Simply reading the file I want to transfer in segments works just fine and never takes memory usage above 1.4GB:
my $filename = "/backup/2022-12-13/accounts/backup.tar.gz";
my $size = -s $filename;
my $chunkSize = (1024*1024*100);
my $parts = ceil($size / $chunkSize);
# open 9.6 GB file
open(my $file, '<', $filename) or die("Error reading file, stopped");
binmode($file);
for (my $i = 0; $i <= $parts; $i++) {
my $chunk;
my $offset = $i * $chunkSize + 1;
read($file, $chunk, $chunkSize, $offset);
# Code to do what I need to do with the chunk goes here.
sleep(5);
print STDOUT "Uploaded $i of $parts.\n";
}
However, adding in the LWP code suddens raises the memory usage significantly and, as I said, eventually gets a segmentation fault (at 55% of the transfer). Here's a minimal, complete, reproducible example:
use POSIX;
use HTTP::Request::Common;
use Net::Amazon::Signature::V4;
my $awsSignature = Net::Amazon::Signature::V4->new( $config{'access_key_id'}, $config{'access_key'}, 'us-east-1', 's3' );
# Get Upload ID from Amazon.
our $simpleS3 = Amazon::S3->new({
aws_access_key_id => $config{'access_key_id'},
aws_secret_access_key => $config{'access_key'},
retry => 1
});
my $bucket = $simpleS3->bucket($bucketName);
my $uploadId = $bucket->initiate_multipart_upload('somebigobject');
my $filename = "/backup/2022-12-13/accounts/backup.tar.gz";
my $size = -s $filename;
my $chunkSize = (1024*1024*100);
my $parts = ceil($size / $chunkSize);
# open 9.6 GB file
open(my $file, '<', $filename) or die("Error reading file, stopped");
binmode($file);
for (my $i = 0; $i <= $parts; $i++) {
my $chunk;
my $offset = $i * $chunkSize + 1;
read($file, $chunk, $chunkSize, $offset);
# Code to do what I need to do with the chunk goes here.

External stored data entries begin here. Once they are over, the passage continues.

PR #10, opened 2020-03-11
The current scope was not always visible when opening the selector.

joclefrancois:
If the parent scope state was closed, the scope tree was not expanded to see the current scope.

Story: #26826

### DIFF
--- a/src/components/Scope/index.js
+++ b/src/components/Scope/index.js
@@ -6,6 +6,7 @@ import useViewState from "../../hooks/useViewState";
 import useScopeData from "./useScopeData";
 import Button from "../Button";
 import Selector from "./Selector";
+import usePreviousModified from "../../hooks/usePreviousModified";
 
 export const Bar = styled.div`
 	flex: 0 0 49px;
@@ -41,6 +42,11 @@ export const Scope = ({ children, filterPlaceholder }) => {
 	const name = "scopeSelector";
 	const [currentScope, defaultNodeState, getScope] = useScopeData();
 	const [{ show = false, nodeState, filter }, updateViewState] = useViewState(name);
+	const opening = usePreviousModified(
+		show,
+		(prevShow, currentShow) => prevShow === false && currentShow === true,
+	);
+
 	const reset = event => {
 		updateViewState("show", false);
 		event.stopPropagation();
@@ -61,7 +67,7 @@ export const Scope = ({ children, filterPlaceholder }) => {
 				reset={reset}
 				getScope={getScope}
 				nodeState={nodeState}
-				defaultNodeState={defaultNodeState}
+				defaultNodeState={opening ? defaultNodeState : {}}
 				filter={filter}
 				updateFilter={updateFilter}
 				filterPlaceholder={filterPlaceholder}
--- a/src/components/Scope/index.js
+++ b/src/components/Scope/index.js
@@ -42,9 +42,10 @@ export const Scope = ({ children, filterPlaceholder }) => {
 	const name = "scopeSelector";
 	const [currentScope, defaultNodeState, getScope] = useScopeData();
 	const [{ show = false, nodeState, filter }, updateViewState] = useViewState(name);
-	const opening = usePreviousModified(
+	usePreviousModified(
 		show,
-		(prevShow, currentShow) => prevShow === false && currentShow === true,
+		current =>
+			current && updateViewState("nodeState", { ...nodeState, ...defaultNodeState }),
 	);
 
 	const reset = event => {
@@ -52,6 +53,7 @@ export const Scope = ({ children, filterPlaceholder }) => {
 		event.stopPropagation();
 	};
 	const updateFilter = event => updateViewState("filter", event.target.value);
+
 	return (
 		<React.Fragment>
 			<ScopeBar
@@ -66,8 +68,6 @@ export const Scope = ({ children, filterPlaceholder }) => {
 				show={show}
 				reset={reset}
 				getScope={getScope}
-				nodeState={nodeState}
-				defaultNodeState={opening ? defaultNodeState : {}}
 				filter={filter}
 				updateFilter={updateFilter}
 				filterPlaceholder={filterPlaceholder}
--- a/src/components/Scope/index.js
+++ b/src/components/Scope/index.js
@@ -1,4 +1,4 @@
-import React from "react";
+import React, { useEffect } from "react";
 import styled from "styled-components";
 import { Route, Switch, Redirect } from "react-router-dom";
 import { getThemeProp } from "../../utils";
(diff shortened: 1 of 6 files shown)


src/hooks/usePreviousModified.js
```diff
@@ -0,0 +1,15 @@
...
+const usePreviousModified = (value, predicate) => {
+	const ref = useRef();
+
+	useEffect(() => {
+		ref.current = value;
+	}, [value]);
+
+	return predicate
+		? predicate(ref.current, value)
+		: ref.current !== undefined && ref.current !== null && ref.current !== value;
```
gertsonderby: Better done as a default value for `predicate`, see `useLoader` and its `cutoutSelector` parameter for inspiration.

src/components/Treeview/index.js
```diff
@@ -20,7 +20,7 @@ export const Treeview = ({
 	...otherProps
 }) => {
 	const [viewState, updateViewState] = useViewState(name);
-	const nodeState = { ...defaultNodeState, ...viewState.nodeState };
+	const nodeState = { ...viewState.nodeState, ...defaultNodeState };
```
gertsonderby: This is the opposite of what makes sense for the component. Viewstate is intended to override the default state, by design, so that user modifications are changes to it.

This is not a change that can be accepted into the library, as a result.

src/components/Treeview/Treeview.test.js
```diff
@@ -233,7 +233,7 @@ describe("TreeView", () => {
 		);
 	});
 
-	it("overrides default node state with view state", () => {
+	it("overrides view state with default node state", () => {
```
gertsonderby: See comments on source file.

src/components/Scope/index.js
```diff
@@ -61,7 +67,7 @@ export const Scope = ({ children, filterPlaceholder }) => {
 				reset={reset}
 				getScope={getScope}
 				nodeState={nodeState}
-				defaultNodeState={defaultNodeState}
+				defaultNodeState={opening ? defaultNodeState : {}}
```
gertsonderby: This is better done as a modification or filter on the `nodeState` field. The scope selector maintains state between unmount and mount through this - as a feature of the TreeView component. If you were to set an effect on it where you reset the nodeState field when unmounting (cf. [`useEffect` cleanup](https://reactjs.org/docs/hooks-effect.html#effects-with-cleanup)), for example, that would drop the persistent state and go back to the default. Other options exist for solving this in different ways.

src/components/Scope/index.js
```diff
@@ -41,11 +42,18 @@ export const Scope = ({ children, filterPlaceholder }) => {
 	const name = "scopeSelector";
 	const [currentScope, defaultNodeState, getScope] = useScopeData();
 	const [{ show = false, nodeState, filter }, updateViewState] = useViewState(name);
+	usePreviousModified(
+		show,
+		current =>
+			current && updateViewState("nodeState", { ...nodeState, ...defaultNodeState }),
```
gertsonderby: You end up missing some dependencies for useEffect here. If defaultNodeState changes, the effect function here won't be updated - `usePreviousModified` will keep using the one it was passed with at first. This means there's potential for ugly bugs down the line.

I'd advise a useEffect hook here which depends on both show, nodeState and defaultNodeState, and resets the nodestate if show is false. Something like:
```js
useEffect(() => {
  if (show) updateViewState(<as above>);
}, [show, nodeState, defaultNodeState]);
```

joclefrancois: Well, after some investigation, it is a "no can't do" unfortunately. Calling "updateViewState" within the useEffect would update the state over and over (as you know already I'm sure) and using the nodeState object in the array of the second parameter not prevent the useEffect to be triggered as it will be different that the previous time everytime we call "updateViewState". It does not perform a deep object comparison. Here are two urls about that issue and some suggestions are made but I am not sure we want to go that path as for now. I am trying to find another solution but I would like your feedback first.

https://stackoverflow.com/questions/55808749/use-object-in-useeffect-2nd-param-without-having-to-stringify-it-to-json/55808960?noredirect=1#comment98705815_55808960

https://stackoverflow.com/questions/53601931/custom-useeffect-second-argument

gertsonderby: I think it could be made to work. I'll dig into it further in the morning exactly how. I do think your hook may work for it, but it needs the right effect function, potentially a useCallback-wrapped one. (But it's evening here now, so I'm not at my very sharpest. :relaxed:)

joclefrancois: Oh, I have no doubt there is a solution and I also thought about a callback method. Let's talk about it tomorrow morning. I was not expecting an answer from you so soon btw. Have a good evening.

gertsonderby: Okay, here's what I came up with: Set the default node state on the TreeView component as it was before. When `viewState.show` turns true, set `viewState.nodeState`  to {}. This deletes the previous node state, and the default node state takes over.

I'll add some comments in the code diff to clear this up.

src/components/Scope/index.js
```diff
@@ -60,8 +68,6 @@ export const Scope = ({ children, filterPlaceholder }) => {
 				show={show}
 				reset={reset}
 				getScope={getScope}
-				nodeState={nodeState}
-				defaultNodeState={defaultNodeState}
```
gertsonderby: Reinstate this - that way TreeView handles the default. (The nodeState prop is not received by Selector, so that can stay gone.)

src/components/Scope/index.js
```diff
@@ -41,11 +42,18 @@ export const Scope = ({ children, filterPlaceholder }) => {
 	const name = "scopeSelector";
 	const [currentScope, defaultNodeState, getScope] = useScopeData();
 	const [{ show = false, nodeState, filter }, updateViewState] = useViewState(name);
+	usePreviousModified(
+		show,
+		current =>
```
gertsonderby: This function can be simplifed to `current => current && updateViewState('nodeState', {})`.

src/components/Scope/index.js
gertsonderby: There. This also means you don't need the current `viewstate.nodeState`, since all you do it reset it.

joclefrancois: Hi Gert, I understand perfectly what you are saying, however, like I told you last week, I feel kind of sad that we lose the feature to have expanded branches somewhere else in the scope tree if I set viewState.nodeState to {}... just saying. Allow me to do one more suggestion before we come to that please. See my next push before to comment (unit tests will be fixed later, after comments and/or modifications). Basically, I only call the action in my hook when the predicate returns true, that is, when the selector is opening.

Now, IMHO, if a set nodeState to {} everytime we open the selector, I don't see the purposes anymore to keep that state in the REDUX store. I have the feeling that useState() would be enough for the Scope component. Again, don't get me wrong please, I am not trying to argue here, I am only trying to state how I understand things, whether I am right or wrong. If the latter, I would like to know your reason to understand better.

gertsonderby: I'll resolve this conversation, awaiting your update.

gertsonderby:
Published to npm in v0.8.18-dev.3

my $request = HTTP::Request::Common::PUT("https://bucket.s3.us-east-1.amazonaws.com/somebigobject?partNumber=" . ($i + 1) . "&uploadId=" . $uploadId);
$request->header('Content-Length' => length($chunk));
$request->content($chunk);
my $signed_request = $awsSignature->sign( $request );
my $ua = LWP::UserAgent->new();
my $response = $ua->request($signed_request);
my $etag = $response->header('Etag');
# Try to make sure nothing lingers after this loop ends.
$signed_request = '';
$request = '';
$response = '';
$ua = '';
($partList{$i + 1}) = $etag =~ m#^"(.*?)"$#;
print STDOUT "Uploaded $i of $parts.\n";
}
The same issue occurs -- just even sooner in the process -- if I use Paws::S3
, Net::Amazon::S3::Client
or Amazon::S3
. It appears each chunk somehow stays in memory. As the code progresses I can see a gradual but significant increase in memory usage until it hits that wall at around 40GB. Here's the bit that replaces sleep(5)
in the real world code:
$partList{$i + 1} = $bucket->upload_part_of_multipart_upload('some-big-object', $uploadId, $i + 1, $chunk);
The final code that fails because it uses so much memory:
use Amazon::S3;
our $simpleS3 = Amazon::S3->new({
aws_access_key_id => $config{'access_key_id'},
aws_secret_access_key => $config{'access_key'},
retry => 1
});
my $filename = "/backup/2022-12-13/accounts/backup.tar.gz";
my $size = -s $filename;
my $chunkSize = (1024*1024*100);
my $parts = ceil($size / $chunkSize);
my %partList;
my $uploadId = $bucket->initiate_multipart_upload('some-big-object');
# open 9.6 GB file
open(my $file, '<', $filename) or die("Error reading file, stopped");
binmode($file);
for (my $i = 0; $i <= $parts; $i++) {
my $chunk;
my $offset = $i * $chunkSize + 1;
read($file, $chunk, $chunkSize, $offset);
# Code to do what I need to do with the chunk goes here.
$partList{$i + 1} = $bucket->upload_part_of_multipart_upload('some-big-object', $uploadId, $i + 1, $chunk);
print STDOUT "Uploaded $i of $parts.\n";
}
The problem wasn't actually LWP or the S3 API, but a stupid error in how I was reading the files. I was using read($file, $chunk, $chunkSize, $offset);
.
Which was creating filler with $offset
where I was thinking it was offsetting itself in the file by that much. This was creating chunks that grew in size until it finally crashed. Instead, the code needs to be:
seek ($file, $offset, 0);
read ($file, $chunk, $chunkSize);
Which produces the expected chunk size.